Foto saat ospek fakultas

Belajar di FIB membuat saya lebih peka terhadap hal-hal yang dulu saya anggap sepele. Contohnya, cara orang menyapa, pilihan kata yang mereka pakai, makanan tradisional yang katanya sederhana padahal punya sejarah panjang, atau motif batik yang tak sekadar indah tetapi menyimpan narasi rumit tentang identitas dan kekuasaan. Makin lama saya belajar, makin saya sadar bahwa budaya tidak pernah benar-benar diam. Ia selalu bergerak, berubah, dan beradaptasi. Dan tugas kita di FIB bukan hanya mencatat perubahan itu, tetapi memahaminya, kadang bahkan merasakannya sendiri.

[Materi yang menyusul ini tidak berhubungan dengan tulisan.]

PR #805, opened 2026-03-30
fix(monitor): wire HTTP_PROXY/HTTPS_PROXY env vars to EventHub consumer client

ketkimnaik:
1. Added proxy support — monitor-events now reads HTTPS_PROXY/HTTP_PROXY env vars and passes them to the EventHub consumer client, consistent with other commands in the extension.

2. Fixed AMQP WebSocket transport bug — when a proxy is configured, automatically switches to AmqpOverWebsocket and correctly formats proxy_hostname with the URL scheme (e.g. http://host), fixing the EventHubError('host:port\nhost:port') bug in pyamqp.

3. Added aiohttp dependency + login discovery fallback — aiohttp is required for async WebSocket transport; also improved --login target discovery to hydrate Event Hub metadata from ARM when the connection string path lacks it.

Testing:
Successfully ran integration test, unit tests and live commands.

image

---

### General Guidelines

Intent for Production

Basic expectations

### DIFF
--- a/azext_iot/_params.py
+++ b/azext_iot/_params.py
@@ -432,6 +432,16 @@ def load_arguments(self, _):
             help="Number of telemetry messages to capture before the monitor is terminated. "
             "If not specified, monitor keeps running until meeting the timeout threshold of not receiving messages from hub.",
         )
+        context.argument(
+            "transport",
+            options_list=["--transport", "--tr"],
+            arg_type=get_enum_type(["amqp", "amqp_ws"]),
+            help="Underlying transport protocol for the Event Hub client. "
+            "'amqp_ws' (AMQP over WebSocket) is required when routing through an HTTP proxy "
+            "and may also be preferred in environments where port 5671 is blocked. "
+            "Defaults to 'amqp'. When a proxy is configured via HTTPS_PROXY or HTTP_PROXY "
+            "environment variables, 'amqp_ws' is used automatically.",
+        )
 
     with self.argument_context("iot hub monitor-feedback") as context:
         context.argument(
--- a/azext_iot/_params.py
+++ b/azext_iot/_params.py
@@ -36,6 +36,7 @@ from azext_iot.common.shared import (
 )
 from azext_iot._validators import mode2_iot_login_handler, process_top
 from azext_iot.assets.user_messages import info_param_properties_device
+from azext_iot.monitor.models.enum import Transport
 
 
 dps_auth_type_dataplane_param_type = CLIArgumentType(
@@ -435,7 +436,7 @@ def load_arguments(self, _):
         context.argument(
             "transport",
             options_list=["--transport", "--tr"],
-            arg_type=get_enum_type(["amqp", "amqp_ws"]),
+            arg_type=get_enum_type(Transport),
             help="Underlying transport protocol for the Event Hub client. "
             "'amqp_ws' (AMQP over WebSocket) is required when routing through an HTTP proxy "
             "and may also be preferred in environments where port 5671 is blocked. "
--- a/azext_iot/central/providers/monitor_provider.py
+++ b/azext_iot/central/providers/monitor_provider.py
@@ -31,6 +31,7 @@ class MonitorProvider:
         consumer_group: str,
         central_handler_args: CentralHandlerArguments,
         central_dns_suffix: str,
+        transport: str = None,
     ):
         central_device_provider = CentralDeviceProvider(
             cmd=cmd, app_id=app_id, token=token, api_version=ApiVersion.ga.value
@@ -44,6 +45,7 @@ class MonitorProvider:
             token=token,
             consumer_group=consumer_group,
             central_dns_suffix=central_dns_suffix,
+            transport=transport,
         )
         self._handler = self._build_handler(
             central_device_provider=central_device_provider,
@@ -81,11 +83,12 @@ class MonitorProvider:
         token: str,
         consumer_group: str,
         central_dns_suffix: str,
+        transport: str = None,
     ):
         from azext_iot.monitor.builders import central_target_builder
 
         targets = central_target_builder.build_central_event_hub_targets(
-            cmd, app_id, token, central_dns_suffix
+            cmd, app_id, token, central_dns_suffix, transport=transport
         )
         [target.add_consumer_group(consumer_group) for target in targets]
 
--- a/azext_iot/central/providers/monitor_provider.py
+++ b/azext_iot/central/providers/monitor_provider.py
@@ -47,6 +47,7 @@ class MonitorProvider:
             central_dns_suffix=central_dns_suffix,
             transport=transport,
         )
+        self._transport = transport
         self._handler = self._build_handler(
             central_device_provider=central_device_provider,
             central_template_provider=central_template_provider,
@@ -63,6 +64,7 @@ class MonitorProvider:
             on_start_string=self._handler.generate_startup_string("Monitoring"),
             on_message_received=self._handler.parse_message,
             timeout=telemetry_args.timeout,
+            transport=self._transport,
         )
 
     def start_validate_messages(self, telemetry_args: TelemetryArguments):
@@ -74,6 +76,7 @@ class MonitorProvider:
             on_start_string=self._handler.generate_startup_string("Validating"),
             on_message_received=self._handler.validate_message,
             timeout=telemetry_args.timeout,
+            transport=self._transport,
         )
 
     def _build_targets(
--- a/azext_iot/iothub/providers/discovery.py
+++ b/azext_iot/iothub/providers/discovery.py
@@ -43,54 +43,31 @@ class IotHubDiscovery(BaseDiscovery):
 
     @classmethod
     def get_target_by_cstring(cls, connection_string: str) -> Dict[str, str]:
-        return IotHubTarget.from_connection_string(cstring=connection_string).as_dict()
-
-    def get_target(
-        self, resource_name: str, resource_group_name: str = None, **kwargs
-    ) -> Dict[str, str]:
-        target = super().get_target(
-            resource_name=resource_name,
-            resource_group_name=resource_group_name,
-            **kwargs,
-        )
-
-        if not (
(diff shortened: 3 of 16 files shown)


azext_iot/monitor/utility.py
```diff
@@ -75,3 +77,33 @@ def extract_message_body(message) -> bytes:
...
+    if not proxy_value:
+        return None
+
+    parsed = urlparse(proxy_value if "://" in proxy_value else f"http://{proxy_value}")
+    if not parsed.hostname or not parsed.port:
+        return None
+
+    proxy_scheme = parsed.scheme or "http"
+    settings = {
+        "proxy_hostname": f"{proxy_scheme}://{parsed.hostname}",
```
digimaun, line 110: We should add a comment explaining why the bare hostname doesn't work like [this example](https://github.com/Azure/azure-sdk-for-python/blob/main/sdk/eventhub/azure-eventhub/samples/async_samples/proxy_async.py#L22) , linking to github issue(s) for reference

setup.py
```diff
@@ -58,6 +58,7 @@
     "treelib~=1.6",
     "packaging>=23.2",
     "azure-eventhub~=5.15.0",
+    "aiohttp>=3.9,<4.0",
```
digimaun, line 63: It should be documented here that it is only needed for azure-eventhub amqp over websocket. Lets also see if azure-eventhub supports extras to install aiohttp as part of the azure-eventhub install.

peolivei2 (approved):

azext_iot/iothub/providers/discovery.py
```diff
@@ -45,6 +45,53 @@ def _make_kwargs(self, **kwargs) -> Dict[str, Any]:
     def get_target_by_cstring(cls, connection_string: str) -> Dict[str, str]:
         return IotHubTarget.from_connection_string(cstring=connection_string).as_dict()
 
+    def get_target(
```
digimaun: The `--login` flag exists so users can operate with just a connection string, without an Azure login/session. `self.find_resource()` hits ARM, requiring the user to be authenticated contradicting the purpose of `--login`. I don't see a compelling reason to keep this code at this time.

digimaun: On the proxy support with cstring via --login, thinking of the following options. Either:
- Raise an error (and document in the command) if the user tries to use proxy with --login that it is not supported.
- For monitor-events specifically, attempt to parse the cstring as an IoT Hub one as before...if that fails, attempt to parse as an event hub cstring and use with the eventhub consumer client

What do you think?

digimaun:
What if we added amqp over websocket support as a user option rather than only triggered for proxy? Maybe an add of `--transport` with defaults to `amqp` and there is an `amqp_ws` option.

setup.py
ketkimnaik: It is not part of azure-eventhub extras. I have added comment for it.

azext_iot/monitor/utility.py
ketkimnaik: Done

azext_iot/iothub/providers/discovery.py
ketkimnaik: Agree on removing get_target — the ARM call contradicts --login semantics. For proxy + --login, Option B makes more sense: detect if the --login value is already an Event Hub connection string (contains servicebus.windows.net + EntityPath) and use it directly, bypassing the AMQP redirect. This allows proxy to work end-to-end. The AMQP redirect path (_evaluate_redirect) uses raw pyamqp which doesn't support proxy, so Option A would leave proxy + --login with no viable path.

ketkimnaik:
> What if we added amqp over websocket support as a user option rather than only triggered for proxy? Maybe an add of `--transport` with defaults to `amqp` and there is an `amqp_ws` option.

I have added transport option in monitoring events command.

azext_iot/monitor/utility.py
```diff
@@ -75,3 +77,34 @@ def extract_message_body(message) -> bytes:
...
+        or os.environ.get("HTTP_PROXY")
+        or os.environ.get("http_proxy")
+    )
+
+    if not proxy_value:
+        return None
+
+    parsed = urlparse(proxy_value if "://" in proxy_value else f"http://{proxy_value}")
+    if not parsed.hostname or not parsed.port:
+        return None
```
digimaun, line 105: If there is no port this function returns None and proxy is not used? Is that expected? At least a warning would be helpful

azext_iot/iothub/providers/discovery.py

Namun, tentu saja belajar di FIB bukan perjalanan tanpa tantangan. Ada hari-hari ketika saya mendengar orang bertanya, “Lulus nanti kerja apa?” Atau komentar seperti, “Belajar budaya itu penting, tapi… apa bisa hidup dari itu?” Di momen seperti itu, saya sering tertawa kecil saja. Karena orang yang belum masuk ke dunia ini mungkin tidak akan paham bahwa kemampuan memahami manusia, membaca realitas sosial, dan merangkai makna dari hal-hal kecil itu adalah kemampuan yang sangat jarang dimiliki. Dunia memang maju dengan teknologi, tetapi tetap dijalankan oleh manusia. Dan selama manusia masih punya cerita, selalu ada ruang untuk orang-orang budaya.